**SUPPLIED RECORDS:**
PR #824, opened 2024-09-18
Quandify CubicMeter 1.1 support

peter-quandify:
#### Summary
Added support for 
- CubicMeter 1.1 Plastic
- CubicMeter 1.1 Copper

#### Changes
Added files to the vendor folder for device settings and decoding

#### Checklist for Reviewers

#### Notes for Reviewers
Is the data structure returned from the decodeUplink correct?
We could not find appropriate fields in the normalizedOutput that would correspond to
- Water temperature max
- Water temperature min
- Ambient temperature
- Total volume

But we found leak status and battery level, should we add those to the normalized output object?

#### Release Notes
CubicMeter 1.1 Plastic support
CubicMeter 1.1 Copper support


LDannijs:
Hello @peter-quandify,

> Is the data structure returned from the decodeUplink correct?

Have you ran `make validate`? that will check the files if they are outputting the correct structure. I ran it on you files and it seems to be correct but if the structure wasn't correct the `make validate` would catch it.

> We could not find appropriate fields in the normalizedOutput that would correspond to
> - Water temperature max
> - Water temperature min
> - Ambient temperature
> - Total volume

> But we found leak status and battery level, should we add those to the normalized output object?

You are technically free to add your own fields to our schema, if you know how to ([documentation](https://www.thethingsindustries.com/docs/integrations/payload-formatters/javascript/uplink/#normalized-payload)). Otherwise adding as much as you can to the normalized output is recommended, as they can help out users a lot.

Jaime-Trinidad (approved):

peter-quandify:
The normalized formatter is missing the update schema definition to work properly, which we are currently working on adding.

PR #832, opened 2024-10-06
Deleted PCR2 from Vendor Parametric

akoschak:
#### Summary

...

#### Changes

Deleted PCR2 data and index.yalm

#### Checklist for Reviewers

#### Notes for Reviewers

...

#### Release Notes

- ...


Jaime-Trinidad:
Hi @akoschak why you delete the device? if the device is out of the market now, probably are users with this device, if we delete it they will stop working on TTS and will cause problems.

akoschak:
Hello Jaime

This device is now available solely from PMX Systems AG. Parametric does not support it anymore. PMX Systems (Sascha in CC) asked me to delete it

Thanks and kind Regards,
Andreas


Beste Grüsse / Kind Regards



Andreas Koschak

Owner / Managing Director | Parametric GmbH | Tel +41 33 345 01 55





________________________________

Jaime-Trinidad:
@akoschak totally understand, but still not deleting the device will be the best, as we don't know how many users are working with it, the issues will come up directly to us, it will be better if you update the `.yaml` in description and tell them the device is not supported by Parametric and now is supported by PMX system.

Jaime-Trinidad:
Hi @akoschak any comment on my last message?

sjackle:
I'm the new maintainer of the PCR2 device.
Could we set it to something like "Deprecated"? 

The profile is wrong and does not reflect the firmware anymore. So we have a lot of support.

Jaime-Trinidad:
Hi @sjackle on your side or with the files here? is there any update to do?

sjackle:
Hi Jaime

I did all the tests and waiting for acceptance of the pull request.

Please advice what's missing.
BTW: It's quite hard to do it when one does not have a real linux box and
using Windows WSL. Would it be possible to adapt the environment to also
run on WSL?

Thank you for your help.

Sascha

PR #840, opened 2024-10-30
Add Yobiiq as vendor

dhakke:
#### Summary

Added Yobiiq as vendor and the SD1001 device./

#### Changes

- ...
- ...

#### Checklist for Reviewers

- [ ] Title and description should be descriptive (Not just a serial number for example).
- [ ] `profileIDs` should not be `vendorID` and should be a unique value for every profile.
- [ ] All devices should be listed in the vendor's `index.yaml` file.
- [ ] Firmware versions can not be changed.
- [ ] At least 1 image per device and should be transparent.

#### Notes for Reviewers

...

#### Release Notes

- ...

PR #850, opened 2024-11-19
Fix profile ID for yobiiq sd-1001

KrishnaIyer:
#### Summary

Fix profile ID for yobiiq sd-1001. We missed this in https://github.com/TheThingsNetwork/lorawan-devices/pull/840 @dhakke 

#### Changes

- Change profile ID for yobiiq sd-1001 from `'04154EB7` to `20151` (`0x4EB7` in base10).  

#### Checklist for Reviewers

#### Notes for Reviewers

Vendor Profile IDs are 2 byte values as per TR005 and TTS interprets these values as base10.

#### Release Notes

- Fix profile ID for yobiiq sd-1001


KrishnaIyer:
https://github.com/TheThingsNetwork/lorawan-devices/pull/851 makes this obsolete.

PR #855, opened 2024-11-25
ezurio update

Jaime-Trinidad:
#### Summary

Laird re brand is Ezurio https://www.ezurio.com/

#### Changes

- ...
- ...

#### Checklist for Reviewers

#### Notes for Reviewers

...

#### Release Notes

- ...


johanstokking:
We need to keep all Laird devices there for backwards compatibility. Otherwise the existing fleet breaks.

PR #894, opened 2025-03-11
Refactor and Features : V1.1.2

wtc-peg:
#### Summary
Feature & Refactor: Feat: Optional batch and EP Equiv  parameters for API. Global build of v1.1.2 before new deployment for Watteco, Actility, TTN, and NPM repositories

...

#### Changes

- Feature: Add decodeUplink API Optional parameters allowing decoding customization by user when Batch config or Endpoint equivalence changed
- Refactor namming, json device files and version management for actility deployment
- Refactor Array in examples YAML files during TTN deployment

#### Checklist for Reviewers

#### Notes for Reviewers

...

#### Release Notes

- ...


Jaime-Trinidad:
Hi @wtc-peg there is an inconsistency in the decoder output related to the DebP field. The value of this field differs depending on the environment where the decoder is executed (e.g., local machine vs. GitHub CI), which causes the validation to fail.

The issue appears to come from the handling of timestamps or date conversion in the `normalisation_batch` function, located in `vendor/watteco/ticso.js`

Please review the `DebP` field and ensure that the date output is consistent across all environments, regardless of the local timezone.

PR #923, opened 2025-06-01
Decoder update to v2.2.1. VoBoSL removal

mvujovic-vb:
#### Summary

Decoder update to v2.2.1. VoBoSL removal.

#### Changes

**TASK OBJECTIVE:**
Please give the number of lines in the material above that contain the string "they", and nothing else.

**SOLVED PROBLEM:**
3